■ DATA SHOWN:
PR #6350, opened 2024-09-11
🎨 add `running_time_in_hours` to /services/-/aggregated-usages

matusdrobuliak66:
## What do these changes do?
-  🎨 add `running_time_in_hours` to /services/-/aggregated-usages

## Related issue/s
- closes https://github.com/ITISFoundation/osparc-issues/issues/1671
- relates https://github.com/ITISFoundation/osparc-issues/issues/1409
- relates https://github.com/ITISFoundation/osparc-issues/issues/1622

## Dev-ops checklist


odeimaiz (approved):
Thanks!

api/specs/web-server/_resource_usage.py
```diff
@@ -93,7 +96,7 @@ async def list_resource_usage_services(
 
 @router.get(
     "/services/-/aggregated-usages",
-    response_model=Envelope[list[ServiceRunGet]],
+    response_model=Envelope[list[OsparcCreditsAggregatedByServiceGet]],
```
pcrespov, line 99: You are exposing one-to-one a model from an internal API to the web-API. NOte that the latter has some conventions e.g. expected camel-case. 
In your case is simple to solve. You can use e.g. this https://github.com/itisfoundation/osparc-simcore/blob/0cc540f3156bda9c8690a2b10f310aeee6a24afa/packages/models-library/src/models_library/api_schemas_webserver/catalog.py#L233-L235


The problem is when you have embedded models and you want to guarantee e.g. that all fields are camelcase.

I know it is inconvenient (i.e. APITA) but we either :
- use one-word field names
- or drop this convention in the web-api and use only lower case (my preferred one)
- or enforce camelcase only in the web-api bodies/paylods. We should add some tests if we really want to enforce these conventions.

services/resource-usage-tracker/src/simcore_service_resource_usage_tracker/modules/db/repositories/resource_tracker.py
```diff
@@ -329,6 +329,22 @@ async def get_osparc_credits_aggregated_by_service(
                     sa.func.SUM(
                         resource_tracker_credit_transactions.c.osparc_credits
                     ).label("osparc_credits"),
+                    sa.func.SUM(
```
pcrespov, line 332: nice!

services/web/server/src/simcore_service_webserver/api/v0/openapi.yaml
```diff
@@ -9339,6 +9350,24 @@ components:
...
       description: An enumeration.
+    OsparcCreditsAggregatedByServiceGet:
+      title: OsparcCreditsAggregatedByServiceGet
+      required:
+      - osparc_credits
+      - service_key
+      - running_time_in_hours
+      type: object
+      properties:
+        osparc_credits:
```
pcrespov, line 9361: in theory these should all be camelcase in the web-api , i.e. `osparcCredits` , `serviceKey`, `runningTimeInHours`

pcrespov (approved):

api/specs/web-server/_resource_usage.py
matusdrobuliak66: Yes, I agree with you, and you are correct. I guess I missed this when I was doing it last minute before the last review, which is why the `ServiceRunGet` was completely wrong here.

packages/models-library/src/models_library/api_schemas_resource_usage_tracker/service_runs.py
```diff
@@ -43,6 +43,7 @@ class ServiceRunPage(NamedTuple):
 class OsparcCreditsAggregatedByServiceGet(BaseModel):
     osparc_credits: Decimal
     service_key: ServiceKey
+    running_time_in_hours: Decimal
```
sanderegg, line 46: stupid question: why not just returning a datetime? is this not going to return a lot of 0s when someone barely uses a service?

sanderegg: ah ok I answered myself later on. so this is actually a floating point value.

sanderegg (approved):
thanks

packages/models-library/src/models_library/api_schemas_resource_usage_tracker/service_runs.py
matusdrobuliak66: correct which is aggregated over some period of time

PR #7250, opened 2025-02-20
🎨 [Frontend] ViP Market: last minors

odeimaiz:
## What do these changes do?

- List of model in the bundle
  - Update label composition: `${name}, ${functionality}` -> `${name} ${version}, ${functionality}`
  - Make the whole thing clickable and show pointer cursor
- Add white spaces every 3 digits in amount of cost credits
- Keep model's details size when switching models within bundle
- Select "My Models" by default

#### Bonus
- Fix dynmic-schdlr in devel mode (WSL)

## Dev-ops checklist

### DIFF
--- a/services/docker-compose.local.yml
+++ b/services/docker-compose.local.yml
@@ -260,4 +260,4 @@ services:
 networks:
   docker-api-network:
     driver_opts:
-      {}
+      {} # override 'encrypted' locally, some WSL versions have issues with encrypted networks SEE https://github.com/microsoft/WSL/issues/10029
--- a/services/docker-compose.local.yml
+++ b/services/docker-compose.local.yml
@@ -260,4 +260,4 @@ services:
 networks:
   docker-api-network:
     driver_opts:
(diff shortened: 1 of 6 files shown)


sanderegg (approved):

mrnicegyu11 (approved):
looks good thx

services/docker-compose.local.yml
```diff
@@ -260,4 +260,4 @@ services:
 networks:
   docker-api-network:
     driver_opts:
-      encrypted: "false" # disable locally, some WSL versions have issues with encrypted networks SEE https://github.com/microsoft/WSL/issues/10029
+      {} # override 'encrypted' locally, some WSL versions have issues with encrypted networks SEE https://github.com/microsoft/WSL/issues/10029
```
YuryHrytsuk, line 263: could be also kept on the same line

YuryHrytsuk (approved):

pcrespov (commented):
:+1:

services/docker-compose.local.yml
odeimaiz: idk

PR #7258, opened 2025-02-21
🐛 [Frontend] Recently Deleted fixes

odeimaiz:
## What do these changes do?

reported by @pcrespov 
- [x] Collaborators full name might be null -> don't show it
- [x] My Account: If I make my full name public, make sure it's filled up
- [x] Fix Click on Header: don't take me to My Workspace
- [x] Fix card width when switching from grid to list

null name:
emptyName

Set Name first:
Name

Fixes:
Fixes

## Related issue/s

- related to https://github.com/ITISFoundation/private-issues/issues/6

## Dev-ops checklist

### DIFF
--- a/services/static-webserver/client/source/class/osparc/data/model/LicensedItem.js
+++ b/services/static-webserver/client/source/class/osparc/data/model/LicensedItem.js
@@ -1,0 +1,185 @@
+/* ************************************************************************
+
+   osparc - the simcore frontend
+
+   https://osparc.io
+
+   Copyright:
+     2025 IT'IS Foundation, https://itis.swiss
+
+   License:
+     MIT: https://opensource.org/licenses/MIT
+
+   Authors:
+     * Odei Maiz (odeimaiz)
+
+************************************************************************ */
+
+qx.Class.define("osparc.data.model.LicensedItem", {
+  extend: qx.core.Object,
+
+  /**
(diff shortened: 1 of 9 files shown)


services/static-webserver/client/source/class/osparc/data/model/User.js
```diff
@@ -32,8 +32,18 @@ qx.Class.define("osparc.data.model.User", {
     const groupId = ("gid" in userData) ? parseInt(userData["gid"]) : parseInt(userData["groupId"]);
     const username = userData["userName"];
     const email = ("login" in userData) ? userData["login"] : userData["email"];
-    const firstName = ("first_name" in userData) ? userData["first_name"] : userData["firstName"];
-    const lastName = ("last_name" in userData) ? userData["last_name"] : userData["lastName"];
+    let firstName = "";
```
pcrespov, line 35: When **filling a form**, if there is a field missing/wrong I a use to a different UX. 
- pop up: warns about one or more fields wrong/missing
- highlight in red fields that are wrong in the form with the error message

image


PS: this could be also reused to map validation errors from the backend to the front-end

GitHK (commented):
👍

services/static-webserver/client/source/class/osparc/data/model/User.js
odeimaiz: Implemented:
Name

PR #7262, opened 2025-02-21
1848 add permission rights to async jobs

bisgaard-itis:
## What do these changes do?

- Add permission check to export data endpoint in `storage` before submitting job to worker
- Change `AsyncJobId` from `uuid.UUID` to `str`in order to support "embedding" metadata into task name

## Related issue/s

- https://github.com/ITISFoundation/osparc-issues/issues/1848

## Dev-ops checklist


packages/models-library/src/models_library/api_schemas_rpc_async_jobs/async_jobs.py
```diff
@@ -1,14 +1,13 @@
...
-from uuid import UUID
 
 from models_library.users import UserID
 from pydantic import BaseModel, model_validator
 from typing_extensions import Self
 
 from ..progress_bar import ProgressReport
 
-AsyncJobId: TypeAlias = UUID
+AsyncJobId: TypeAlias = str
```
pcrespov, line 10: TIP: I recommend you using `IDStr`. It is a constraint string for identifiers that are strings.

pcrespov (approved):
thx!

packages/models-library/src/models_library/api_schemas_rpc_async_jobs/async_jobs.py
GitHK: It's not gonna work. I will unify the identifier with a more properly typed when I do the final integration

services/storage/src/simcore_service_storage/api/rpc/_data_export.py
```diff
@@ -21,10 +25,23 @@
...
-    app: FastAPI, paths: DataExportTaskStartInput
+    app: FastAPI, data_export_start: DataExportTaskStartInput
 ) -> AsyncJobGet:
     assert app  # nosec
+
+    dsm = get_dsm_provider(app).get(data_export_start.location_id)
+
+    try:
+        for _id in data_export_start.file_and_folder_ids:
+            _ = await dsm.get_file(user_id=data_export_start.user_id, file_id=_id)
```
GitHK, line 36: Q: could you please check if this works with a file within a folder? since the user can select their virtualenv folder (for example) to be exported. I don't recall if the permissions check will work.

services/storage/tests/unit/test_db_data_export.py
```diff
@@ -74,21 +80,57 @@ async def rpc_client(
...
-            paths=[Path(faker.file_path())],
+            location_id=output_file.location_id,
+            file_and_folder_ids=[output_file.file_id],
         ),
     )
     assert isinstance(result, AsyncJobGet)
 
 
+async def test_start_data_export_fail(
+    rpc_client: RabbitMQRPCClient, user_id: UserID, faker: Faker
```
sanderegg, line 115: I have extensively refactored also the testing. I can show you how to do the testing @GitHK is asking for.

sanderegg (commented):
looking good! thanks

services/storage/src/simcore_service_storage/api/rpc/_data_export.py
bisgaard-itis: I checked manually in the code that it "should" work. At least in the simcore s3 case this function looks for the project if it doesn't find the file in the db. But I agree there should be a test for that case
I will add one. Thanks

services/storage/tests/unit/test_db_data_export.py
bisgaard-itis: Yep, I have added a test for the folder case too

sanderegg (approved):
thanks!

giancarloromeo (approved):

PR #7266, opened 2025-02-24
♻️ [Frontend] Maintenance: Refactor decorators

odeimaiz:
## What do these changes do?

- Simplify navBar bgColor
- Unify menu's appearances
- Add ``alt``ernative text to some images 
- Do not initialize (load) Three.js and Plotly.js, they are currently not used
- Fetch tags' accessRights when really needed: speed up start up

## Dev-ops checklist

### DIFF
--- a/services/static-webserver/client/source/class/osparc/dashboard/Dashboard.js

■ EXERCISE OBJECTIVE: Look over the records above, and wherever a line contains the string "more", copy that line.

■ EXERCISE SOLUTION:
- pop up: warns about one or more fields wrong/missing
GitHK: It's not gonna work. I will unify the identifier with a more properly typed when I do the final integration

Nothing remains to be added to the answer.